Suppose we are training a neural network for multi-class classification, and we use softmax (or hierarchical softmax) as its output layer.
For positive examples, we need to maximize the log likelihood of training examples. We can calculate the gradient of the negative log likelihood for each example, and do stochastic gradient descent.
My question is, if we also have negative examples (e.g. some prediction the model made in the past that was later judged by human to be incorrect), how do we incorporate them into the training process? It sounds right to me to minimize the likelihood of making these predictions; is it okay to simply negate the gradient? (n.b. initial tests show that this causes the model to diverge.)
Best Answer
It helps to think about the process in probabilistic terms. For classification you're trying to infer $p(y|x)$, where $y$ is a one-hot encoded label vector, and $x$ is a sample you're classifying, like an image. Nowadays people mostly use neural networks to estimate this distribution, that is $p(y|x) = y^T\text{Softmax}(f(x; \Theta))$ where $f(x; \Theta)$ is some neural net mapping from images to an arbitrary $K$-dimensional vector (where $K$ is a number of classes).

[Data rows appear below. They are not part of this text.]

PR #1307, opened 2021-01-14
Don't panic for missing highlight theme (close #1299)

### LINKED ISSUE #1299: crash when using a theme that doesn't exist
# Bug Report

Zola panics when I make a mistake for the theme in config.toml. Here is the error message:

```
thread 'main' panicked at 'no entry found for key', components/rendering/src/markdown.rs:230:38
```

## Environment

Running `zola serve` locally.

Zola version: 0.13.0

## Expected Behavior

Don't crash, show error that theme doesn't exist.

## Current Behavior

Crash.

## Step to reproduce

Enter a non-existing theme in config.toml and run `zola serve`

southerntofu:
So on load config was only checking if config.highlight_theme did exist, but it's been moved to config.markdown.highlight_theme so i added that possibility to the check. I did manual testing (it works) but didn't rerun the tests because it's such a trivial change.

Also missing theme error is different from missing highlight theme error. The former is red and does not specify the missing file. The latter is not colored but is more informative:

```
Failed to load /tmp/site/config.toml
Error: Highlight theme foo not available
```

```
Error: No `theme.toml` file found. Is the `theme` defined in your `config.toml` present in the `themes` directory and does it have a `theme.toml` inside?
Reason: No such file or directory (os error 2)
```

I can add a commit to this PR for this, but i would like feedback on how errors should look like (color wise) first.

### DIFF
--- a/components/utils/src/fs.rs
+++ b/components/utils/src/fs.rs
@@ -48,7 +48,9 @@ pub fn create_directory(path: &Path) -> Result<()> {
 /// Return the content of a file, with error handling added
 pub fn read_file(path: &Path) -> Result<String> {
     let mut content = String::new();
-    File::open(path)?.read_to_string(&mut content)?;
+    File::open(path)
+        .map_err(|e| Error::chain(format!("Failed to open '{}'", path.display()), e))?
+        .read_to_string(&mut content)?;
 
     // Remove utf-8 BOM if any.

So far I've only described the model, but didn't tell how to actually make inference, that is, how to update the neural net given data $\{(x_n, y_n)\}_{n=1}^N$. The standard way is to do maximum likelihood estimation, that is, maximize probability of the observed data under our model:
$$ \hat \Theta = \text{argmax}_{\Theta} \prod_{n=1}^N y_n^T \text{Softmax}(f(x_n; \Theta)) = \text{argmax}_{\Theta} \sum_{n=1}^N \log \left( y_n^T \text{Softmax}(f(x_n; \Theta)) \right) $$
Since each $y$ is one-hot, we can further simplify this expression:
$$ \hat \Theta = \text{argmax}_{\Theta} \sum_{n=1}^N \left( y_n^T f(x_n; \Theta) - \log \sum_{k=1}^K \exp(f_k(x_n; \Theta)) \right) $$
Which is your typical cross-entropy "loss" (technically, it's not a loss since we're maximizing it).
So it means, that if you know the right label for the sample $x$, you'll already punish it for not predicting the right one.
If, however, you don't know the right label, but know that it's not the label $l$, you can just maximize the probability $p(y \not= l |x)$ for a given sample. The corresponding term in the loss will be
$$ \log p(y \not=l \mid x) = \log(1 - p(y=l \mid x)) = \log \sum_{k=1\\k\not=l}^K \exp(f_k(x_n; \Theta)) - \log \sum_{k=1}^K \exp(f_k(x_n; \Theta)) $$
(Note: this expression involves logarithms, sums and probabilities, so naive implementation might suffer from numerical issues)